The Department of Education will continue to reform how student loan debts are collected while strengthening oversight and enforcement, according to a published report citing a letter that was written by Education Secretary Miguel Cardona to a pair of leading Senate Democrats.
The Department will also look to offer more targeted debt relief and address student loan servicing, according to the report.
The letter was written to Sen. Chuck Schumer [D-N.Y.], the Senate Majority Leader, and Sen. Elizabeth Warren [D-Mass.], one of the architects behind the creation of the Consumer Financial Protection Bureau.
“I look forward to continuing to engage with you and your staff on these issues as we pursue these items,” Cardona wrote. “The actions we take in the coming months will be an important down payment on assisting the roughly 45 million Americans who have a federal student loan. But the department cannot go it alone to solve all these issues.”

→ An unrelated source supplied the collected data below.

PR #1999, opened 2024-11-21
T2007 : translation letter counting

EliasGajo:


sbc_translation/wizards/translation_letter_counting.py
```diff
@@ -0,0 +1,73 @@
...
+    def search_active_wizard(self):
+        # Normally there should be maximum 1 wizard by user in the database.
+        # In case of multiple wizard in the database, we consider only the first one
+        wizards = self.env['translation.letter.counting.wizard'].search([
+            ('create_uid', '=', self.env.uid)
+        ])
+        if len(wizards) > 0:
+            return wizards[0]
+        else:
+            return False
```
NoeBerdoz: This could be simplified like this:
```suggestion
        # Normally there should be maximum 1 wizard by user in the database.
        # In case of multiple wizard in the database, we consider only the first one
        return self.search([('create_uid', '=', self.env.uid)], limit=1)
```

sbc_translation/wizards/translation_letter_counting_view.xml
```diff
@@ -0,0 +1,40 @@
...
+
+    <!-- Menu Definition -->
+    <menuitem
+    id="translation_letter_counting_menu"
+    parent="sbc_compassion.menu_correspondence"
+    name="Counting of translation letters"
+    action="action_translation_letter_counting"
+    />
+
+    <template id="asset_backend" name="test Elias" inherit_id="web.assets_backend">
```
NoeBerdoz: "test Elias" is not an appropriate template name ;)

sbc_translation/security/ir.model.access.csv
```diff
@@ -12,4 +12,5 @@ access_admin_translator_competence,Full access on translator competence,model_tr
 access_translation_competence,Read access on translation competence,model_translation_competence,group_user,1,0,0,0
 access_admin_translation_competence_user,Full access on translation competence,model_translation_competence,group_manager,1,1,1,1
 access_model_sbc_reply_to_comments_wizard,Full access to reply to comments,model_sbc_reply_to_comments_wizard,group_manager,1,1,1,1
-access_model_sbc_reply_to_issue_wizard,Full access to reply to issue,model_sbc_reply_to_issue_wizard,group_manager,1,1,1,1
\ No newline at end of file
+access_model_sbc_reply_to_issue_wizard,Full access to reply to issue,model_sbc_reply_to_issue_wizard,group_manager,1,1,1,1
+access_model_translation_letter_counting_wizard,Access on Translation letter counting,model_translation_letter_counting_wizard,group_user,1,1,1,1
```
NoeBerdoz: As discussed, make sure the Base User has access to it, not the Translation Platform / User

NoeBerdoz (changes requested):

NoeBerdoz:
@ecino @EliasGajo I think a bus implementation would have been a better approach for real-time updates. However, in my opinion we can stick to this current implementation for simplicity and fast delivery to our internal customer.
[Odoo bus library](https://www.cybrosys.com/blog/everything-you-want-to-know-about-odoo-bus-library)

NoeBerdoz (approved):

PR #2004, opened 2024-11-29
[T1906] FEAT: Add new communication config & email template for MyCompassion user signup 1/2

robinrolle:
Add the communication rules config and the email used the new MyCompassion signup.

This PR should be merged before 
[T1906] FEAT: Add new MyCompassion user signup logic using OCA module 2/2

Because it relies on this communication rule.


ecino:
In fact you can move this data directly in the `my_compassion` module, because it's not used anywhere else.

PR #2012, opened 2025-01-20
[T2149] : Fix for unnecessary picture updates log when printing

AndiR27:
printing a child picture no longer triggers unintended update logs or communications. 
The process now ensures that printing does not initiate a picture update unless required.

Must test with print childpack to verify that no logs or communications are generated during printing ! (wizard "print_childpack.py" was not changed, yet during my tests, update log were not showing anymore)


ecino (approved):
I improved the code a bit.

PR #2017, opened 2025-02-07
[T1995] FEAT: Add user in the interaction resume

auclerc:


ecino (changes requested):
Changes are good. But you should also add the `user_id` information in the `crm_request`, `other_interaction`, and `sms` objects.

ecino (approved):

Since taking over in January, the new leadership atop the Education Department has been reforming and overhauling the student loan program, including walking back guidance that had been put into place by the Trump administration that made it tougher for state regulators to obtain information from the Education Department and beefing up its regulatory and enforcement teams.
The Education Department last week announced that it was extending a collection moratorium on federal student loans through January 2022 in response to the COVID-19 pandemic.
Sen. Warren cited the “substantial reforms to the administration of the student loan program” when announcing she was removing her hold on the confirmation vote for James Kvaal to be the Undersecretary of Education, the Department’s top position that governs higher education.